WHAT TO WORK ON:
The answer required is how many lines of the following entries contain the word "Errorf", with no other words.

─── PROVIDED INFORMATION

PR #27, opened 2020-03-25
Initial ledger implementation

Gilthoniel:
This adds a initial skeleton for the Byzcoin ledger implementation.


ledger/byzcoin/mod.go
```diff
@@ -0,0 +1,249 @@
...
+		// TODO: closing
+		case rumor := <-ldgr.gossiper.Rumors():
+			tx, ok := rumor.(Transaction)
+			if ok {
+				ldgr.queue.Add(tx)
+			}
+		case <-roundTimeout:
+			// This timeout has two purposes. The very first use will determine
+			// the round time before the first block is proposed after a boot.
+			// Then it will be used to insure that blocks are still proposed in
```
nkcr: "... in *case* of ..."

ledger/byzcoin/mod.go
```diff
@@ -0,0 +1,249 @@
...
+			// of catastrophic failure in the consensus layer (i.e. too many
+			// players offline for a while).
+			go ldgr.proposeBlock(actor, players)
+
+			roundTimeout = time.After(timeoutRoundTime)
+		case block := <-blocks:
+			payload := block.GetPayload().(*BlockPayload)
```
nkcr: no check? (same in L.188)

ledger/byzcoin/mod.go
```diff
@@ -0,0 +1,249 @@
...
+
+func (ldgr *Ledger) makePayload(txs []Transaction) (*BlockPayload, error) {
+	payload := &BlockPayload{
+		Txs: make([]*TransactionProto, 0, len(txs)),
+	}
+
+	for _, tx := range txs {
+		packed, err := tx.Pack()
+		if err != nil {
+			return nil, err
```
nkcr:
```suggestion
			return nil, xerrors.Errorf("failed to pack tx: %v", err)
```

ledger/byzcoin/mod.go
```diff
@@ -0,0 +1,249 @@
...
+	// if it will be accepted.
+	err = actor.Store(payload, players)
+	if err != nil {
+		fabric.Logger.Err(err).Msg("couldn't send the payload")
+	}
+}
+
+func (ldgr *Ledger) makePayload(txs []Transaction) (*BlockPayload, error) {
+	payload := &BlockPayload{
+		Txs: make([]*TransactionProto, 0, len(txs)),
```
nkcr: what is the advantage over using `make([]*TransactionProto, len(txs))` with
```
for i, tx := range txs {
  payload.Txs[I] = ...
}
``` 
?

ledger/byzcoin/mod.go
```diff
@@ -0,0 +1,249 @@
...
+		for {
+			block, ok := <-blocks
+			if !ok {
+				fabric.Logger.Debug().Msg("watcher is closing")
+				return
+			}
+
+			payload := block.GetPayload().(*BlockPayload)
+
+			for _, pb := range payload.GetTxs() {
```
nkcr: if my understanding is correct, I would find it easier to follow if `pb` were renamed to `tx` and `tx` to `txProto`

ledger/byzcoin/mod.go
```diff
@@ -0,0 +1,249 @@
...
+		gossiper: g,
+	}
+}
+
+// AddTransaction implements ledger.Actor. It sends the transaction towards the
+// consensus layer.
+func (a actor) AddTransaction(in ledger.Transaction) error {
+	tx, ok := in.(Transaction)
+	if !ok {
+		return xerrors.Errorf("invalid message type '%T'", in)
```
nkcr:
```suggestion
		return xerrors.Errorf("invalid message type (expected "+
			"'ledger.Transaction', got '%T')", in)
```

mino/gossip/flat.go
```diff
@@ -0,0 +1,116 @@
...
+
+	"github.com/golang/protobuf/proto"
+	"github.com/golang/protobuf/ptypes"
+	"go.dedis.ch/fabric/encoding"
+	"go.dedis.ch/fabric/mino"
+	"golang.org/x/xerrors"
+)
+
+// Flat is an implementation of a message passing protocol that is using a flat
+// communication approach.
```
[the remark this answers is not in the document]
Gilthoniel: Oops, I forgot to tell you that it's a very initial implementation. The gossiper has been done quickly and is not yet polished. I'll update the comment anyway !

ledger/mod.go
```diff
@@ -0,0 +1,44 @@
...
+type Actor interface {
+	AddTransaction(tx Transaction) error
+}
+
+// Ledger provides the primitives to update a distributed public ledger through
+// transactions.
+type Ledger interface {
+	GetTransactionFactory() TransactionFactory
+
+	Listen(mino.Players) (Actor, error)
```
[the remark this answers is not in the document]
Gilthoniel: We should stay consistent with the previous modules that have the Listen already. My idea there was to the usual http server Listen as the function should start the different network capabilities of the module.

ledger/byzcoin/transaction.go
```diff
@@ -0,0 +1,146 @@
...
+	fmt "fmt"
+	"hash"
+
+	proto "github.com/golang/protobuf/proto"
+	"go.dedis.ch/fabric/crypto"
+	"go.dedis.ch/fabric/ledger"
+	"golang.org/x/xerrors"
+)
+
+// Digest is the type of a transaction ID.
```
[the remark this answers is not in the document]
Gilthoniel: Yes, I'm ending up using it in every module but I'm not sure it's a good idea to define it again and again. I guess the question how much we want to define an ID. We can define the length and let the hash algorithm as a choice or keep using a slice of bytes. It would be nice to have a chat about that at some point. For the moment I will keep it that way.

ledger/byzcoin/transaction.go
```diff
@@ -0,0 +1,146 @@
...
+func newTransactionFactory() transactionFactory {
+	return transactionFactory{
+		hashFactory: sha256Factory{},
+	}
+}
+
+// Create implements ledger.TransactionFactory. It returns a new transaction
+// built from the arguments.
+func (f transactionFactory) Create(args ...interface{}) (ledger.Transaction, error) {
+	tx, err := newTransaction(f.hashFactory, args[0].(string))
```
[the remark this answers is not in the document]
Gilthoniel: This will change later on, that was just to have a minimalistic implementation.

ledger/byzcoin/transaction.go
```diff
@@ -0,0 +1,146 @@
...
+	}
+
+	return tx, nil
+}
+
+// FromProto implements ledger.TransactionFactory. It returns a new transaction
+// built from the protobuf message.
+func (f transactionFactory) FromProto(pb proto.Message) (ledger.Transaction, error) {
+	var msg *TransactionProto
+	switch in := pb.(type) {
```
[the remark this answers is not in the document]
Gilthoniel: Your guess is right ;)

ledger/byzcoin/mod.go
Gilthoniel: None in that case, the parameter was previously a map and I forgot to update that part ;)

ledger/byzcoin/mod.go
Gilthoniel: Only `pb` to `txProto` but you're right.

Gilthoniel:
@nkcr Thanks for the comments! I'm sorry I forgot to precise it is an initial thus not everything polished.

──────

WRITTEN SOLUTION:
3